PROBLEM REQUIREMENTS
Take every line from the data that has the word "hardware" in it.

SOURCE MATERIAL
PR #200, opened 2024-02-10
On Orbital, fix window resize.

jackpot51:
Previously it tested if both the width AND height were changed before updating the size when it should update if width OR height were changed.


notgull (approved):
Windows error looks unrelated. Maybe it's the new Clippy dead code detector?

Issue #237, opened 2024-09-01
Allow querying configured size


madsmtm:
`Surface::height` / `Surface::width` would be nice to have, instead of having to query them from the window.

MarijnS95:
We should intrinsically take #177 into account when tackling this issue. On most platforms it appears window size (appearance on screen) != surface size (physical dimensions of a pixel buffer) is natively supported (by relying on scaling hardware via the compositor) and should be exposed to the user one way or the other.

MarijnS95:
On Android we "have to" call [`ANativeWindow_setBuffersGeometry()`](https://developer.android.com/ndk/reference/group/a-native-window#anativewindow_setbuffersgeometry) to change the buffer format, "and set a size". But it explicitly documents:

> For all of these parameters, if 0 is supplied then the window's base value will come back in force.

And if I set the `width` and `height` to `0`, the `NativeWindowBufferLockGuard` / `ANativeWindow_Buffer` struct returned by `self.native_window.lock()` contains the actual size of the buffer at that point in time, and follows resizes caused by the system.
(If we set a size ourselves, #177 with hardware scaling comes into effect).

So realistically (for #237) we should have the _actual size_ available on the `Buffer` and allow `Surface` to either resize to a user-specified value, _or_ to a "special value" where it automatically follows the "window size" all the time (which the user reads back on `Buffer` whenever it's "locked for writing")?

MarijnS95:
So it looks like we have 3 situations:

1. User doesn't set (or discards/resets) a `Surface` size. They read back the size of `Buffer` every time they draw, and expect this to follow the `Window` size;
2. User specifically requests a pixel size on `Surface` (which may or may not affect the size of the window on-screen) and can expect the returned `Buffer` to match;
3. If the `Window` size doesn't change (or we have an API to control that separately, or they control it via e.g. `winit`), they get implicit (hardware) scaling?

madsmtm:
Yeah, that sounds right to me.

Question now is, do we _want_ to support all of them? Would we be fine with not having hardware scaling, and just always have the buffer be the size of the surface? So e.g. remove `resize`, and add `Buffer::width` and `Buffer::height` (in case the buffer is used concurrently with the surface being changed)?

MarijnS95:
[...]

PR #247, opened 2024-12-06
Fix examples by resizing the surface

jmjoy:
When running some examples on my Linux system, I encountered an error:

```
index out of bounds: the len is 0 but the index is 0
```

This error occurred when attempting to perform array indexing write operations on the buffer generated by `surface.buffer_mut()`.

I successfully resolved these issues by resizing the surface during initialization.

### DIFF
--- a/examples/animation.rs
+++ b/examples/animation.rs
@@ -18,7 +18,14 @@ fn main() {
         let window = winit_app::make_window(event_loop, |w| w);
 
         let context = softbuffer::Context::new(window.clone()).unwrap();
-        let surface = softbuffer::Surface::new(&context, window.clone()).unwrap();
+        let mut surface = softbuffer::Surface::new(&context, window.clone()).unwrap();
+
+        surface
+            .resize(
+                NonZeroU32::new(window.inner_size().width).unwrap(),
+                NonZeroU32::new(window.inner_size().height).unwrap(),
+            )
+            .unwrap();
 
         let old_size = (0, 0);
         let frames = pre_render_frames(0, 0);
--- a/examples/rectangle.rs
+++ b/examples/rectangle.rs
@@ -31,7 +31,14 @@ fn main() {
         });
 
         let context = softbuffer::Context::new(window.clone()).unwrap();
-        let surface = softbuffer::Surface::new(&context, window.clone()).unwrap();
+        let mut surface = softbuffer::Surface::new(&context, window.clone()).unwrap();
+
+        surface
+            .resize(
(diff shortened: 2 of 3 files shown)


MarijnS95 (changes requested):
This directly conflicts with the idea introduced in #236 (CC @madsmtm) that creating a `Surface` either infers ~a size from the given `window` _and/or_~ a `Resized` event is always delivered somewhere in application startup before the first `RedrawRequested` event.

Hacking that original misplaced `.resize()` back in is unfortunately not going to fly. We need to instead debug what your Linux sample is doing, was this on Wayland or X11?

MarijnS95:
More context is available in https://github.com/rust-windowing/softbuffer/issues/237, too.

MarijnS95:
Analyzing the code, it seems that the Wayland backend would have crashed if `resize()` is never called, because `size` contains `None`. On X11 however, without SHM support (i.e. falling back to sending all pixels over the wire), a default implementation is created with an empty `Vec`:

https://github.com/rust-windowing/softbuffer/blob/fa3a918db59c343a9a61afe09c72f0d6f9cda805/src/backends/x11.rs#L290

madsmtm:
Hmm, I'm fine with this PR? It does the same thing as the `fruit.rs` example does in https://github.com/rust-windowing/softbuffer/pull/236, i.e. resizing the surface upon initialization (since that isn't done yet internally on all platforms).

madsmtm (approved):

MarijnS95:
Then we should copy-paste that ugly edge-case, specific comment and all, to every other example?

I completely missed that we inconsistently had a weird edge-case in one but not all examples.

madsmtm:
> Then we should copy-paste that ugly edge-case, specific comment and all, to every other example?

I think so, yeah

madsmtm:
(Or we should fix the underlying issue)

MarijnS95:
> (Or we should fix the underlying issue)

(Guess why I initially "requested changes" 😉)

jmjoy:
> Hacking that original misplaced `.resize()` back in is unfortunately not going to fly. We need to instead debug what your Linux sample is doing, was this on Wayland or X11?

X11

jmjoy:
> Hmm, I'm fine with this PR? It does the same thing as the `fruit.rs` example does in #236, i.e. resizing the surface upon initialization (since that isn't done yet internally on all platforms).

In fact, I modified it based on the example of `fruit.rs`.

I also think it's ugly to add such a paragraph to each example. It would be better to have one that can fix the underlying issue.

RESULT FOR THIS TASK
We should intrinsically take #177 into account when tackling this issue. On most platforms it appears window size (appearance on screen) != surface size (physical dimensions of a pixel buffer) is natively supported (by relying on scaling hardware via the compositor) and should be exposed to the user one way or the other.
(If we set a size ourselves, #177 with hardware scaling comes into effect).
3. If the `Window` size doesn't change (or we have an API to control that separately, or they control it via e.g. `winit`), they get implicit (hardware) scaling?
Question now is, do we _want_ to support all of them? Would we be fine with not having hardware scaling, and just always have the buffer be the size of the surface? So e.g. remove `resize`, and add `Buffer::width` and `Buffer::height` (in case the buffer is used concurrently with the surface being changed)?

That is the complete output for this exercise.